▶ [EXERCISE] Within the data that follows, set down exactly the lines from the one containing "- [ ] Empirical" through the one containing "## Deferred review findings", both ends included.

▶ [DATASET EXTRACT]
PR #368, opened 2026-06-02
feat: extend file-output canary to all 8 reviewer agents

jcdendrite:
## Summary

- Extend `Write` tool + `### File-based output` section from `staff-backend-engineer` to all seven remaining reviewer agents (`ciso-reviewer`, `staff-analytics-engineer`, `staff-data-engineer`, `staff-frontend-engineer`, `staff-platform-engineer`, `staff-product-engineer`, `staff-sdet`)
- Generalize `code-review/SKILL.md` dispatcher to pass `findings_path` to every reviewer (previously `staff-backend-engineer` only)
- Exempt `agent-reviews/` writes from `require-plan-review.sh` so reviewer finds never fall back to inline during a plan-in-flight session (15% fallback rate observed; caused by gate blocking `Write`)
- New `test_agent_roster.py`: 5 tests enforcing the canary convention — roster completeness, Write tool presence, block presence, uncategorized-agent inverse scan (`NON_REVIEWER_AGENTS`), and sorted-list invariant (anchors drift-guard canonical)
- `TestFileBasedOutputBlockConsistency`: byte-equivalence test asserting all 8 agents carry an identical `### File-based output` block (agent name normalized before comparison); drift becomes a CI failure. Agent `@path` import is CLAUDE.md-only (not available in agent bodies — Anthropic docs confirmed), so intentional duplication + test enforcement is the canonical SSOT approach for this repo.
- 6 new tests in `test_require_plan_review.py` for the `agent-reviews/` exemption boundary (Write/Edit/MultiEdit × allow/deny paths, including directory-itself deny); fixed `test_missing_file_path_denies` docstring to describe actual hook control-flow (empty TARGET_PATH skips scope filter → default deny)
- Document the mechanism in `docs/design-decisions.md §12`; update README reviewer roster note
- Fix `code-writer.md` comment in `NON_REVIEWER_AGENTS`: "does not review" → "self-reviews its own output, not a dispatcher-spawned reviewer"
- Move new-reviewer onboarding instruction from `code-review/SKILL.md` to `agent-review/SKILL.md` item 15 — code-review fires during review sessions, not when a new agent is added; the enforcement point belongs in agent-review
- `docs/design-decisions.md §12`: add ~86–92% inline context reduction figure and note that findings files remain readable by human reviewers in `agent-reviews/` without re-running the review

Estimated saving: 32–52 KB per `/ready-for-review` cycle in the Opus orchestrator window (6×–11× reduction vs inline findings per reviewer), based on empirical scan of 1,496 transcripts.

## Test plan

- [x] `pytest claude/.claude/` — all tests pass
- [ ] Smoke test: on a branch with a staged plan file, run `/code-review` so the constellation spawns; confirm each reviewer writes to `agent-reviews/` and returns a pointer line (no full-inline fallback), and that the plan-review gate does not block the writes
- [ ] Empirical re-check after some real dispatches: re-run the compliance scan (`iterate ~/.claude/projects/*/*.jsonl`, match `staff-*/ciso-reviewer` `findings_path` dispatches to their `tool_result` byte sizes) and confirm fallback rate drops

## Ordering rule (for reviewer)

When a new reviewer agent is added to the roster, the `agent-review` checklist (item 15 — reviewer-agent output contract) is the enforcement point: verify the agent carries `Write` + `### File-based output` before dispatching it with `findings_path`. The `test_no_uncategorized_agents` test enforces that any new agent is explicitly categorized in `REVIEWER_AGENTS` or `NON_REVIEWER_AGENTS`.

## Deferred review findings

| Deny-path tests in `test_require_plan_review.py` declare `plan_review_home` fixture but don't use it (harmless overhead) | staff-sdet | Orthogonal scope | Tests produce correct verdicts with or without the fixture; no enforcement gap. Only the deny-path tests are affected (not the new tests added in this follow-up). |


claude/.claude/agents/ciso-reviewer.md
```diff
@@ -74,3 +76,35 @@ For each finding:
...
+   parent reads them from the file. Including full findings inline when
+   `findings_path` is present is a defect.
+   If the dispatch prompt poses specific questions, answer them inside the
+   findings file (e.g. under an `## Answers` heading) — not in the inline
+   return. The inline summary stays one sentence regardless of how many
+   questions the prompt asks.
+   **If the Write call fails**, do not report success. Instead, state the failure
+   explicitly and fall back to the **Inline output** format.
+
+When `findings_path` is absent, ignore this section and use the **Inline output** format.
```
jcdendrite, line 110: This text is duplicated across all agents. It is indeed load bearing, but is it preferable to pull it from a source-of-truth file? What do Anthropic docs say? Do these agents files respect imported markdown? I wouldn't be worried so much about text duplicated across two files, but all seven is a recipe for drift, and I could see us iterating on the instructions here.

jcdendrite (commented):
These findings in the PR description should not be deferred:
- "No test for write to agent-reviews/ directory itself (no filename) — hook glob agent-reviews/* excludes this edge". That's an easy test.
- "test_missing_file_path_denies docstring describes deny as "can't be resolved" but actual mechanism is empty-TARGET_PATH bypasses scope filter" - That's an easy fix.

claude/.claude/agents/ciso-reviewer.md
jcdendrite: **[Claude Code]** Checked the [Anthropic docs on CLAUDE.md imports](https://code.claude.com/docs/en/memory#import-additional-files): the `@path` syntax is documented for CLAUDE.md files only. Agent files (`.claude/agents/*.md`) are loaded as the subagent's system prompt and have no equivalent import mechanism — there is no way to pull from a single source file.

The duplication is intentional and the only option given that constraint. The drift risk it creates is now addressed by `TestFileBasedOutputBlockConsistency` (added in `cdd7723`), which extracts the `### File-based output` block from all 8 agents, normalizes the per-agent H1 name line, and asserts byte-equivalence. Any future edit that diverges one agent's copy from the others will fail the test suite before it reaches CI.

jcdendrite:
**[Claude Code]** Both items are addressed in the latest commits on this branch:

- **Directory-itself deny test** — `test_agent_reviews_directory_itself_not_exempt` added in `cdd7723`. Pins that a bare `agent-reviews/` path with no filename fails the `agent-reviews/*` glob and is denied, guarding against future glob-widening refactors.
- **`test_missing_file_path_denies` docstring** — fixed in `cdd7723`. Replaced vague "fail-closed" language with the precise shell code path: empty `TARGET_PATH` causes the scope-filter guard (`if [ -n "$TARGET_PATH" ]`) to be false, falling through to `emit_deny`.

CI passed on these commits.

claude/.claude/hooks/tests/test_agent_roster.py
```diff
@@ -0,0 +1,214 @@
...
+    "staff-sdet.md",
+]
+
+# Agents that exist in the directory but are not code-review dispatched
+# reviewers — they do not receive findings_path and do not need the canary.
+# When a new non-reviewer agent is added, add it here; the
+# test_no_uncategorized_agents test will fail until it is categorized.
+NON_REVIEWER_AGENTS = [
+    "check-runner.md",  # executor-style; dispatches check suites, does not review
+    "code-writer.md",   # implementer; writes code, does not review
```
jcdendrite: Misleading comment. The code-write agent does review actually - it reviews its own code, but it is not spawned by the parent thread as an official reviewer.

claude/.claude/skills/code-review/SKILL.md
```diff
@@ -247,7 +247,7 @@ Report every matched row's verdict via the **Spawn decisions:** line in the *Out
...
...ne-sentence summary, finding count. After it returns: if the reviewer reported a successful write, `Read` the findings file — Recommendations section first, full file when count > 0; if the reviewer reported a write failure and fell back to inline findings, use those inline findings directly instead. Before the first spawn, add `agent-reviews/` to `$(git rev-parse --git-dir)/info/exclude` idempotently (grep-check before appending) so findings files can't be accidentally staged; cleanup is automatic with the worktree. The `agent-reviews/` directory does not need to be pre-created — the reviewer's `Write` call creates it. All reviewers now carry the `Write` tool and the file-based-output section; the file-based output section activates only when `findings_path` is present in the prompt, so reviewers that have not been passed a `findings_path` continue to return findings inline. If a new reviewer agent is added to the roster, add `Write` + the `### File-based output` section to the agent *before* updating this dispatcher paragraph — passing `findings_path` to an agent without the file-based-output section re-arms the heredoc-abort-on-large-findings bug that the canary exists to avoid.
```
jcdendrite: > If a new reviewer agent is added to the roster, add `Write` + the `### File-based output` section to the agent *before* updating this dispatcher paragraph — passing `findings_path` to an agent without the file-based-output section re-arms the heredoc-abort-on-large-findings bug that the canary exists to avoid.

This text needs to be adjusted. The code review skill isn't going to know if a new agent is added. The check for a reviewer agent to include File-based output should be added to the agent-review skill instead.

docs/design-decisions.md
```diff
@@ -117,6 +117,10 @@ and to the `code-review` skill's umbrella term — not a persona job title.
...
 
+## 12. Reviewer file-based output via `findings_path`
+
+All eight reviewer agents write structured Markdown findings to `agent-reviews/<agent-name>-<epoch>-<slug>.md` when the dispatch prompt includes `findings_path:`, and return only a pointer line inline (~650 B median vs ~4,500–7,800 B for full inline findings). The parent reads the file after the reviewer returns, starting with the `## Recommendations` section. Each reviewer carries the `Write` tool and a `### File-based output` section in its `## Output format`; the section activates only when `findings_path` is present, so reviewers dispatched without it continue to return findings inline. The `agent-reviews/` directory is gitignored and created on first write by the reviewer's `Write` call — no `mkdir` step is needed in the dispatcher. The plan-review gate (`require-plan-review.sh`) exempts writes to `<repo>/agent-reviews/*` with an exact prefix match, so reviewer writes are not blocked when a plan is in flight — without the exemption, a reviewer dispatched during code-review would fall back to full-inline output, defeating the context savings the mechanism exists to provide.
```
jcdendrite: Include some statistics on percentage context savings - the specific numbers / data points are helpful for explaining the rationale.

jcdendrite: Another benefit is discoverability for the human reviewer. If they really want to, then can read specialist reviews in the agent-reviews folder.

claude/.claude/hooks/tests/test_agent_roster.py
jcdendrite: **[Claude Code]** Fixed. Updated the comment to: `# implementer; self-reviews its own output, not a dispatcher-spawned reviewer`. Addressed in the latest commit on this branch.

claude/.claude/skills/code-review/SKILL.md
jcdendrite: **[Claude Code]** Fixed. Moved the instruction out of `code-review/SKILL.md` (which fires during review sessions, not when adding agents) and into `agent-review/SKILL.md` as item 15 — "Reviewer-agent output contract" — which fires exactly when someone edits a reviewer agent file. The `code-review/SKILL.md` paragraph now cross-references item 15 as the enforcement point. Addressed in the latest commit on this branch.

docs/design-decisions.md
jcdendrite: **[Claude Code]** Added: ~650 B / ~4,500–7,800 B = ~86–92% inline context reduction per reviewer. Added in the latest commit on this branch.

jcdendrite: **[Claude Code]** Added a sentence to §12: "The findings files also remain readable in `agent-reviews/` for the duration of the worktree, giving human reviewers direct access to each specialist's full analysis without re-running the review." Added in the latest commit on this branch.

jcdendrite (commented):
lgtm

▶ [WRITTEN RESPONSE]
- [ ] Empirical re-check after some real dispatches: re-run the compliance scan (`iterate ~/.claude/projects/*/*.jsonl`, match `staff-*/ciso-reviewer` `findings_path` dispatches to their `tool_result` byte sizes) and confirm fallback rate drops

## Ordering rule (for reviewer)

When a new reviewer agent is added to the roster, the `agent-review` checklist (item 15 — reviewer-agent output contract) is the enforcement point: verify the agent carries `Write` + `### File-based output` before dispatching it with `findings_path`. The `test_no_uncategorized_agents` test enforces that any new agent is explicitly categorized in `REVIEWER_AGENTS` or `NON_REVIEWER_AGENTS`.

## Deferred review findings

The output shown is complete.